- [What you need to do] Establish how many lines below contain the string "safetensors". Respond with that number alone.

- [Entries shown]
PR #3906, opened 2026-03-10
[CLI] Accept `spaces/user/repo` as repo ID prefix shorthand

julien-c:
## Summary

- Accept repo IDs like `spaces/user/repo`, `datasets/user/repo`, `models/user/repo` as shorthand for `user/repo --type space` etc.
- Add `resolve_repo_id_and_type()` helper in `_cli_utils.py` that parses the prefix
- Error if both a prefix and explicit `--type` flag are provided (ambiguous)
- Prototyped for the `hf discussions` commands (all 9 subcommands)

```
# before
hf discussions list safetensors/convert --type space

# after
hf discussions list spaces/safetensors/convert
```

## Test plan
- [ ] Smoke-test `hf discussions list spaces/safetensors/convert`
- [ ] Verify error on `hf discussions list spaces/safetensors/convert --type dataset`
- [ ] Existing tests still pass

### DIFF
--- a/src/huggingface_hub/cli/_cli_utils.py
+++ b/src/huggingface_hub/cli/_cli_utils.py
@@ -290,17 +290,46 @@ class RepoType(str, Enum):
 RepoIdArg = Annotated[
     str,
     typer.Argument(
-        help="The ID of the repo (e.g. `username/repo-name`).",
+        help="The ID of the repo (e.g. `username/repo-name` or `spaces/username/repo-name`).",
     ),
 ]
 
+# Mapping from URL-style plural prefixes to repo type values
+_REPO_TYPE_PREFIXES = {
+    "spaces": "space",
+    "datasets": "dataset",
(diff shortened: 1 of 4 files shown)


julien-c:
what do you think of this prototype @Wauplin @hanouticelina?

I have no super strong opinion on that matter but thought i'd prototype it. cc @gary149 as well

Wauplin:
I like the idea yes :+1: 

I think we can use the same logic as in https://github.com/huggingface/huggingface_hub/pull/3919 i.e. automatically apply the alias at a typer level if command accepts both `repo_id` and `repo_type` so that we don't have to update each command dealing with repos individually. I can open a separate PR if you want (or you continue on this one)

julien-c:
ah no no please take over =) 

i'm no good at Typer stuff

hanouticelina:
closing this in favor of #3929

---

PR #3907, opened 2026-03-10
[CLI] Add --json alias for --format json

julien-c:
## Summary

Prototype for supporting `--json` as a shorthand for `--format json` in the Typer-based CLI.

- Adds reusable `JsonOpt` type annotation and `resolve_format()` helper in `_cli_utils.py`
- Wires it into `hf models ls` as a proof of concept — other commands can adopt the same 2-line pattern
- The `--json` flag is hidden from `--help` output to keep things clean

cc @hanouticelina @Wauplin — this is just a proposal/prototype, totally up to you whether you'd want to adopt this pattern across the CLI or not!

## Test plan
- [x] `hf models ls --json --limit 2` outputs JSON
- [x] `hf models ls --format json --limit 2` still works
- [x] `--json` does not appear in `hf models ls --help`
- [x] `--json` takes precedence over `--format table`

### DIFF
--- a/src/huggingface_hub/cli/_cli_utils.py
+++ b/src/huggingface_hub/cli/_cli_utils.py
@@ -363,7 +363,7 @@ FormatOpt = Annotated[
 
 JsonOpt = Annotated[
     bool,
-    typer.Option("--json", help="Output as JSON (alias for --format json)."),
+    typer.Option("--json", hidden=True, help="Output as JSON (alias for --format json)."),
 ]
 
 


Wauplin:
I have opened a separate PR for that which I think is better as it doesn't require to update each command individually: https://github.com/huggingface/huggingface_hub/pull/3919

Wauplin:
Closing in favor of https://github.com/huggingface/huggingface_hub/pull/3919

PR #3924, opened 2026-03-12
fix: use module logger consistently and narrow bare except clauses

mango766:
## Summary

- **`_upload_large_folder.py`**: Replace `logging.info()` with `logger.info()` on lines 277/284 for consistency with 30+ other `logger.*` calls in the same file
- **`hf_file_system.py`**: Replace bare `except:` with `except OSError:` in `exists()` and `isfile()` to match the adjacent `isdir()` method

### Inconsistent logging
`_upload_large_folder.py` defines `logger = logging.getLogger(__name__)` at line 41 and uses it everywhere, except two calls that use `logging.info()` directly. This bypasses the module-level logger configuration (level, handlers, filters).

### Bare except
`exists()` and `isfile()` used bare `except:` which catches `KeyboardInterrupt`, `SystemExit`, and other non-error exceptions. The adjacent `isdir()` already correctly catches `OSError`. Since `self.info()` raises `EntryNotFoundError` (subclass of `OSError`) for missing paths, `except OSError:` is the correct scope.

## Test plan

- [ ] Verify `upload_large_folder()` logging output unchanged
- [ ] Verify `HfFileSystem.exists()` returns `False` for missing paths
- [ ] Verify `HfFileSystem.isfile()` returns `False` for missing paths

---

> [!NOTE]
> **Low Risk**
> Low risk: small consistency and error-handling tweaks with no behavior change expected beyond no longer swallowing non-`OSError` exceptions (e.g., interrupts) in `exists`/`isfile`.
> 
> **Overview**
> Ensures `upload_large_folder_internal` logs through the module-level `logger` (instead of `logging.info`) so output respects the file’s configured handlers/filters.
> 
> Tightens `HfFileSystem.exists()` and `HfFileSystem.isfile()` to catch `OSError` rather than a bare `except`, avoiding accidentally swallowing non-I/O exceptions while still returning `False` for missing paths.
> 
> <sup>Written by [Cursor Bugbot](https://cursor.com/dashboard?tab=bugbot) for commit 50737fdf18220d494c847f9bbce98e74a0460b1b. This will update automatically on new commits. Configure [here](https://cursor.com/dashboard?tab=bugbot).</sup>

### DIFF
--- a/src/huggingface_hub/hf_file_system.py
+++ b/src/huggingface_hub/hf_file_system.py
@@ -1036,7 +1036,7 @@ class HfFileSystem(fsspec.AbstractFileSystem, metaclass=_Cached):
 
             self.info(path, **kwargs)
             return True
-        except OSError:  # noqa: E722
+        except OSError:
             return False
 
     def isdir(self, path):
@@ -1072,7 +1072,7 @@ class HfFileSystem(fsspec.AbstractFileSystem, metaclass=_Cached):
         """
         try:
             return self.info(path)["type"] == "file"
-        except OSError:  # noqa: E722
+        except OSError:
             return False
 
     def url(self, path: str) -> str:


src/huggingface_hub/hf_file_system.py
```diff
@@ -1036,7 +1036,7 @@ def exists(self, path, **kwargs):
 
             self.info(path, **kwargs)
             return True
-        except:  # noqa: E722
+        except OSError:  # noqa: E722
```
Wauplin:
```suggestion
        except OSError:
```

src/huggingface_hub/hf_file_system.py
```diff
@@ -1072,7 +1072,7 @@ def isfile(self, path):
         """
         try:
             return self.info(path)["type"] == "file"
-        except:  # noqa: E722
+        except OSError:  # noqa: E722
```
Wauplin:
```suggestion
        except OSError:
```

- [Task result] 4